Sunday, July 26, 2020

Inpatient rehabilitation facilities’ hospital readmission rates for medicare beneficiaries treated following a stroke

Ask your hospital what is their 100% recovery rate and their readmission rate. No knowledge, fire the board of directors. The rot starts at the top.

Inpatient rehabilitation facilities’ hospital readmission rates for medicare beneficiaries treated following a stroke


Received 08 Nov 2019, Accepted 25 Apr 2020, Published online: 11 Jul 2020




Background

Stroke is the leading cause for admission to the nearly 1,200 Inpatient Rehabilitation Facilities (IRFs) nationally in the US. For many patients, post-acute care is an important component of their rehabilitation. Several quality measures have been publicly reported for post-acute care providers, including hospital readmissions. However, to date none have focused on specific medical conditions, limiting the usability for patients and quality improvement.

Objective

To assess hospital readmission rates for Medicare patients receiving inpatient rehabilitation following stroke and to identify risk factors in order to evaluate the feasibility of a stroke-specific hospital readmission measure.

Methods

Observational study analyzing national Medicare inpatient claims and administrative data to assess hospital readmissions.

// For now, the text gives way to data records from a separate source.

PR #2121, opened 2021-09-13
Update 3scale bundle in installation-cpaas.yaml

sergioifg94:
# What

The wrong image had been set for this field (operator image instead of the bundle image). Revert the change as we know now that the registry will be replaced for a valid one when building in OSBS

# Verification steps


carlkyrillos:
Reviewed changed files.
/lgtm

PR #2122, opened 2021-09-13
[MGDAPI-2585] fix: replaces being removed when csv is re-generated

KevFan:
# Issue link

https://issues.redhat.com/browse/MGDAPI-2585
# What

With the bump to `yq v4`, `null` seems to be returned when trying to get a field that does not exist in a yaml file.

This had caused the `-z ` check to always be true in  the `check_csv_replaces_field()` function, which caused the `replaces` field to be missing whenever existing CSVs need to be re-generated such as from RC releases to final releases.

 To fix this:
* The above checks for null being returned instead

Additionally:
* Removed some unneeded extra whitespaces

# Verification steps

##  Verify issue in master
* Checkout master
* Generate new release
```
SEMVER=1.13.0 OLM_TYPE=managed-api-service ORG=kevfan scripts/prepare-release.sh
```
* Verify `replaces` field is **present**
* Re-generated release
```
SEMVER=1.13.0 OLM_TYPE=managed-api-service ORG=kevfan scripts/prepare-release.sh
```
* Verify `replaces` field is **missing**
* Revert / Delete generated release
## Verify branch fixes issue
* Checkout this branch
* Generated a new release
```
SEMVER=1.13.0 OLM_TYPE=managed-api-service ORG=kevfan scripts/prepare-release.sh
```
* Verify `replaces` field is **present**
* Re-generate release
```
SEMVER=1.13.0 OLM_TYPE=managed-api-service ORG=kevfan scripts/prepare-release.sh
```
* Verify `replaces` field is still **present** (will be the last field at the bottom of the csv yaml file)

### DIFF
--- a/scripts/prepare-release.sh
+++ b/scripts/prepare-release.sh
@@ -97,7 +97,7 @@ set_installation_type() {
           echo "using default INSTALLATION_TYPE found in deploy/operator.yaml"
           ;;
         "managed-api-service")
-          yq e -i '(.spec.install.spec.deployments[0].spec.template.spec.containers[0].env.[] | select(.name=="INSTALLATION_TYPE") | .value) = "managed-api" '  packagemanifests/$OLM_TYPE/${VERSION}/$OLM_TYPE.clusterserviceversion.yaml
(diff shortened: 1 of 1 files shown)


carlkyrillos:
Reviewed changes to the `prepare-release.sh` script and verified that the issue does exist in master and that this PR fixes that issue.
/lgtm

Using logistic regression, we calculated unadjusted and risk-standardized readmission rates, which adjusted for patient characteristics, including type of stroke and admission function, to capture stroke severity.

Results

Our national study included 116,073 fee-for-service Medicare beneficiary discharged from IRFs in 2013–2014 following stroke from 1,162 IRFs nationally. The observed hospital readmission rate among IRF patients following stroke was 11.6% and varied by patients’ admission motor function. Patients with greater functional dependence had higher readmission rates on average. Lower admission function, hemorrhagic and other stroke types (relative to ischemic) were significantly associated with higher odds of hospital readmission.

Conclusion

Results suggest it is feasible to assess hospital readmission rates among a stroke-cohort treated in IRFs. Stroke-focused quality measures would be useful to patients in selecting a provider and for providers in evaluating their stroke rehabilitation program outcomes. Secondary results suggest that admission function (FIM) capture stroke severity, a limitation with other claims-based stroke measures.